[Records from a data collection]
PR #1537, opened 2020-09-05
Do not emit StoreToContext before Return

FICTURE7:
`RegisterUsage` pass considers `Return` as a `StoreToContext`, so we do not need to emit one before a `Return` instruction. Sample [diff](https://www.diffchecker.com/XlZey6rj).


gdkchan (approved):
lgtm, thanks.

jduncanator (approved):
Love simple improvements like this. Thanks for your work! ☺️

riperiperi (approved):
Nice one, lgtm.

→ **Work instruction**:
Print each record word for word.

→ **Answer to this exercise**:
PR #1537, opened 2020-09-05
Do not emit StoreToContext before Return

FICTURE7:
`RegisterUsage` pass considers `Return` as a `StoreToContext`, so we do not need to emit one before a `Return` instruction. Sample [diff](https://www.diffchecker.com/XlZey6rj).


gdkchan (approved):
lgtm, thanks.

jduncanator (approved):
Love simple improvements like this. Thanks for your work! ☺️

riperiperi (approved):
Nice one, lgtm.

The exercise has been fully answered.